- [Directions]: May I have, exactly as written, the line containing "write a data" and every line after it through the end of the listing below, and nothing else?

- [Given data]:
PR #26515, opened 2021-10-08
ignore ClusterNotUpgradeable alert on a TechPreviewNoUpgrade cluster

jkhelil:
the e2e-aws-builds-techpreview test failed because the ClusterNotUpgradeable alert was fired.
On a TechPreviewNoUpgrade cluster we must ignore the  ClusterNotUpgradeable alert
fired by the Kube API Operator. the same as the TechPreviewNoUpgrade  alert


gabemontero:
@jkhelil - you should put some context in thsi PR's description and summarize why we are adding this alert; otherwise, @jan--f is naturally going to have some questions about why we are doing this.

@adambkaplan 's comment in your openshift/release PR is a good starting point

jkhelil:
> @jkhelil - you should put some context in thsi PR's description and summarize why we are adding this alert; otherwise, @jan--f is naturally going to have some questions about why we are doing this.
> 
> @adambkaplan 's comment in your openshift/release PR is a good starting point

@gabemontero I updated the PR description
/assign @jan--f

PR #26519, opened 2021-10-08
WIP test/e2e/upgrade/alert: attach found alerts to junit as EventIntervals

vrutkovs:
e2e test is printing which alerts have fired during the test. It would be useful to render these on e2e timeline as well


vrutkovs:
Probably a dupe of #26508

PR #26530, opened 2021-10-19
Bug 2011293: add default search image registry test to build e2es

gabemontero:


gabemontero:
Examples of the new test failing without the fix
- https://prow.ci.openshift.org/view/gs/origin-ci-test/pr-logs/pull/26530/pull-ci-openshift-origin-master-e2e-gcp/1450536862744580096
- https://prow.ci.openshift.org/view/gs/origin-ci-test/pr-logs/pull/26530/pull-ci-openshift-origin-master-e2e-aws-single-node/1450536861901524992
- https://prow.ci.openshift.org/view/gs/origin-ci-test/pr-logs/pull/26530/pull-ci-openshift-origin-master-e2e-gcp/1450536862744580096

gabemontero:
bump @adambkaplan all green for the new e2e for build default search registries

test/extended/builds/docker_pullsearch.go
```diff
@@ -0,0 +1,48 @@
...
+				exutil.DumpPodLogsStartingWith("", oc)
+			}
+		})
+
+		g.Describe("Building from a Dockerfile whose FROM image ref does not specify the image registry", func() {
+			g.It("should create a docker build that has buildah search from our predefined list of image registries and succeed", func() {
+
+				g.By(fmt.Sprintf("calling oc create -f %q", buildFixture))
+				err := oc.Run("create").Args("-f", buildFixture).Execute()
+				o.Expect(err).NotTo(o.HaveOccurred())
```
adambkaplan, line 38: I believe the full `oc` invocation is logged if the test fails - `g.By` should use a more general statement:

```suggestion
				g.By("creating a BuildConfig whose base image does not have a fully qualified registry name")
				err := oc.Run("create").Args("-f", buildFixture).Execute()
				o.Expect(err).NotTo(o.HaveOccurred())
```

test/extended/testdata/builds/test-build-search-registries.yaml
```diff
@@ -0,0 +1,15 @@
+apiVersion: build.openshift.io/v1
+kind: BuildConfig
+metadata:
+  name: ubi
+spec:
+  source:
+    # ubi8/ubi:latest only resolves to an image on registry.redhat.io or registry.access.redhat.com.
+    dockerfile: FROM ubi8/ubi:latest
```
adambkaplan, line 8: I think we need to add this to the list of allowed images. This may require some level of scrutiny because this test covers functionality that impacts disconnected use cases:

https://github.com/openshift/origin/blob/master/test/extended/util/image/image.go

adambkaplan (changes requested):

test/extended/testdata/builds/test-build-search-registries.yaml
gabemontero: I picked ubi8/ubi because it was already being used elsewhere:  https://github.com/openshift/origin/blob/master/test/extended/testdata/builds/test-build-proxy.yaml#L101

you in fact introduced that with https://github.com/openshift/origin/commit/bb063138df44488b9fb0f02040fee87a1a63cd95

And that PR https://github.com/openshift/origin/pull/25778 merged in April, at which point https://github.com/openshift/origin/blob/master/test/extended/util/image/image.go was in full throttle, reviewing its git history

So either we overlooked the mirroring hoopla back then, or ubi8/ubi is so core/essential it gets pulled in elsewhere.

But if it was an oversight, I'm more inclined to use the busybox entry already in there, k8s.gcr.io/e2e-test-images/busybox:1.29-1

test/extended/builds/docker_pullsearch.go
gabemontero: suggested commit pulled in, fmt import removed, commits squashed ... thanks @adambkaplan

test/extended/testdata/builds/test-build-search-registries.yaml
adambkaplan: the busybox image breaks the premise of the test. `k8s.gcr.io` is not a container registry on our search list, and moreover `busybox` is a default image on Docker Hub.

adambkaplan: > So either we overlooked the mirroring hoopla back then, or ubi8/ubi is so core/essential it gets pulled in elsewhere.

It's possible the ubi layers are present in other images we use. That would depend on a lot of things.
Feels like there was an oversight here, because we indirectly reference the image in our test. This is also explicitly a part of the build suite, which means it isn't run in the normal conformance test.

I think we are OK merging here, then having a follow-up PR that adds the image to the mirror process.

gabemontero: > the busybox image breaks the premise of the test. `k8s.gcr.io` is not a container registry on our search list, and moreover `busybox` is a default image on Docker Hub.

duh - wasn't thinking :-/ thanks @adambkaplan

gabemontero: > > So either we overlooked the mirroring hoopla back then, or ubi8/ubi is so core/essential it gets pulled in elsewhere.
> 
> It's possible the ubi layers are present in other images we use. That would depend on a lot of things. Feels like there was an oversight here, because we indirectly reference the image in our test. This is also explicitly a part of the build suite, which means it isn't run in the normal conformance test.
> 
> I think we are OK merging here, then having a follow-up PR that adds the image to the mirror process.

sounds like a plan thanks

gabemontero:
unrelated flakes in e2e-gcp-builds

our new test, which is the only thing this PR touches, still passes:

`

:  [sig-builds][Feature:Builds][pullsearch] docker build where the  registry is not specified  Building from a Dockerfile whose FROM image  ref does not specify the image registry should create a docker build  that has buildah search from our predefined list of image registries and  succeed [Suite:openshift/conformance/parallel] | 34s
-- | --


`

adambkaplan (approved):
/lgtm

gabemontero:
non sig-build flakes have been hitting e2e-gcp-builds

our new test here is passing

PR #26537, opened 2021-10-21
Bug 2015624: Refactor IBM Cloud skips to External

cjschaef:
Refactor code related to skipping tests on IBM Cloud to skip based
on External ControlPlaneTopology, or Managed offering. IBM Cloud
will be offering an OCP, unmanaged, cluster that should not skip
such tests.


test/extended/authorization/authorization.go
```diff
@@ -250,16 +252,19 @@ func (test resourceAccessReviewTest) run() {
 				}
 			}
 
+			infra, err := test.ocClient.AdminConfigClient().ConfigV1().Infrastructures().Get(context.Background(), "cluster", metav1.GetOptions{})
```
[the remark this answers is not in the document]
cjschaef: I hopefully have something sufficient to do that now

test/extended/util/framework.go
```diff
@@ -2002,3 +2006,18 @@ func AllClusterVersionsAreGTE(version semver.Version, config *rest.Config) (bool
 	}
 	return true, nil
 }
+
+// GetControlPlaneTopology retrieves the cluster infrastructure TopologyMode
+func GetControlPlaneTopology(ocClient *CLI) (*configv1.TopologyMode, error) {
+	if ControlPlaneTopology == nil {
```
alvaroaleman, line 2012: I think this needs to be threadsafe/protected by a sync.Mutex as tests could end up calling this in parallel

cjschaef: Added a mutex lock to the function

alvaroaleman: the mutex already needs to be used for reading ( `if ControlPlaneTopology == nil`) as reading/writing to a variable in parallel is a datarace.

cjschaef: Will the additional locking be acceptable, if we always perform it when this function is called, compared with the additional check after receiving the lock, prior to attempting to set the value?

I considered using the builtin `once`, but was not confident that that would work properly if an error was raised while attempting to get the `Infrastructure.Status.ControlPlaneTopology`.

alvaroaleman: If we just lock in the very beginning of the function prior to reading we are good. An additional check prior to setting the value would only be needed if we used a RWLock, but I don't think we need that.

cjschaef: okay, I'll make that change, thanks!

cjschaef: updated

alvaroaleman (approved):
thanks for your work!

PR #26548, opened 2021-10-27
write disruption data

deads2k:
write a data file that can be consumed by aggregation instead of parsing out of junit.

/hold

holding so that we can see the content is correct.  There is a followup needed to fix the four different ways we have to watch for disruption today. I didn't make it worse, but I think it's time to make it better.

/assign @stbenjam


deads2k:
/hold cancel

content is present and it doesn't appear to cause an issue.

- [Your solution]:
write a data file that can be consumed by aggregation instead of parsing out of junit.

/hold

holding so that we can see the content is correct.  There is a followup needed to fix the four different ways we have to watch for disruption today. I didn't make it worse, but I think it's time to make it better.

/assign @stbenjam


deads2k:
/hold cancel

content is present and it doesn't appear to cause an issue.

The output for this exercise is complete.